In one episode they were sailing past where my wife and I were at Koundam in Friesland and where I finally got my wife to go on board a small craft :)
They pass where we were at about 10:40 into the video.
 

adamstjohn

Active member
Joined
16 Oct 2007
Messages
248
Visit site
There is another, unsure if anybody else has mentioned them above, sailing good bad ugly, some of it is not at all pretty but i do enjoy the commentary and really hard work they are putting into getting a really really knackered-thats not overly critical just a realistic description of a largeish 5000$ boat , hey my boat is no beauty queen...tee hee - anyway some of the work is sketchy but i absolutely love the positive can do attitude from this couple and they seem to have fun on a total budget too. worth a look imho.
 

steve yates

Well-known member
Joined
16 Oct 2014
Messages
3,880
Location
Benfleet, Essex/Keswick, Cumbria
Visit site
Much as I like scantily clad women, I tend to not bother with channels which are all thumbnails of some bikini clab beauty, Clickbait in general irritates the hell out of me so I go too far the other way :) Ive dabbled in most of the well know channels and just cant get excited about them, the one I have watched most of and enjoyed in the modern crop is Sailing Magic Carpet,
and The art of going nowhere, with two young scandi guys heading down the canals, they only got 4 episodes in or so then I was caught up ad they seem to be stopped, but enjoyable and hopefully they will carry on.
I still find some of the older ones have never been beaten or even equalled. Teleport was a great watch and an interesting trip, sorting their old wooden boat and going through the NW passage.
and On Kudu, a young lads attempt at sailing round the UK on his corribee has a real storytelling pull to it,

One of the most beautifully filmed chanels I have watched all the way through are the voyages of the fleming motor boat designer on his venture, they really do some amazing trips,
check the videos list for them all.
 

Kelpie

Well-known member
Joined
15 May 2005
Messages
7,767
Location
Afloat
Visit site
Were sv Delos the original YouTubers? On sailing anyway.
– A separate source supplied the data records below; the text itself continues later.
PR #622, opened 2018-02-03
Update PersistentResourceFetcher.java

### LINKED ISSUE #621: PersistentResourceFetcher constructor should be public
I am trying to implement a GraphQL API executor bean in Kotlin, like this:
```kotlin
@Bean
fun elideGraphQlApi(elide: Elide): GraphQL {
    val fetcher = PersistentResourceFetcher(elide.elideSettings)
    val builder = ModelBuilder(elide.elideSettings.dictionary, fetcher)
    return GraphQL(builder.build())
}
```
Since `PersistentResourceFetcher` constructor is not strictly marked as public, it is not accessible for Kotlin(nor Java) compiler.

Serg-de-Adelantado:
Change class constructor visibility to public to avoide Kotlin compilation error: `Kotlin: Cannot access '<init>': it is public/*package*/` while using this class. This should fix #621.

### DIFF
--- a/changelog.md
+++ b/changelog.md
@@ -1,5 +1,9 @@
 # Change Log
 
+## 4.0.1
+**Fixes**
+ * Change `PersistentResourceFetcher` constructor visibility to public in order to allow this class instantiation outside of the elide-graphql.
+
 ## 4.0.0
 
 See: 4.0-beta-5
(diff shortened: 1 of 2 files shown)


yahoocla:

Serg-de-Adelantado:
@aklish I've already did it: 
image

DennisMcWherter:
Before merging, can you please just update the changelog to note that we made this public? This would be the first entry in the `4.0.1` release notes.

DennisMcWherter:
Great, thanks for the fix! 👍

DennisMcWherter:
Just an update: I'll be releasing 4.0.1 with just this fix right now as it's potentially important to get going.

PR #139, opened 2025-10-27
Add support for Iv2-prefixed Client IDs into Github App Credential

stevensonmichel:
As Github encourages more the use of Client IDs, one can create a Github App Installation Lookup App Credential using Github Client IDs starting with Iv1. However, using Iv2 will throw an error.

Fixes: as Github is providing Client IDs starting with Iv2, Credentials should be able to be created with it. The changes in this PR adds support for Iv2, enabling Credentials to be created using them.

### DIFF
--- a/src/awx_plugins/credentials/github_app.py
+++ b/src/awx_plugins/credentials/github_app.py
@@ -79,11 +79,11 @@ github_app_inputs: GitHubAppInputs = {
         },
         {
             'id': 'app_or_client_id',
-            'label': _('GitHub App ID'),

Not quite, but they were amongst the first half dozen. It took a while for the weekly video format to develop.
The first videos I became aware of were Dylan Winter's 'Keep Turning Left', then 'On Kudu'. Follow The Boat have been going for yonks, and White Spot Pirates as well. I think these all pre-date La Vagabond who were probably the first to hit a big non-sailing audience.
 

Sybarite

Well-known member
Joined
7 Dec 2002
Messages
27,694
Location
France
Visit site
Not sure I'd refer to Kika as eye candy.

Did you see the episode where she is modelling her own brand of swimwear :rolleyes:......?
@Sybarite thanks for this list - it should be very useful reference for many on here.

Would you like to maybe edit it to include links to the Youtube channels for these folk please?

You just need to type in the boatname on the YouTube header to get the various channels.
 

lustyd

Well-known member
Joined
27 Jul 2010
Messages
12,513
Visit site
Did you see the episode where she is modelling her own brand of swimwear :rolleyes:......?
Modelling swimwear in one episode doesn't make someone eyecandy, it just shows they have good business sense to get paid for something they also get for free. Alayna on Vagabonde modelled her own swimwear recently too. She was heavily pregnant and her young son was climbing all over her - still eye candy, or just trying to make a living to support an enviable lifestyle? If it was Doodles I might have agreed, that channel borders on porn, but Uma very rarely do anything like that.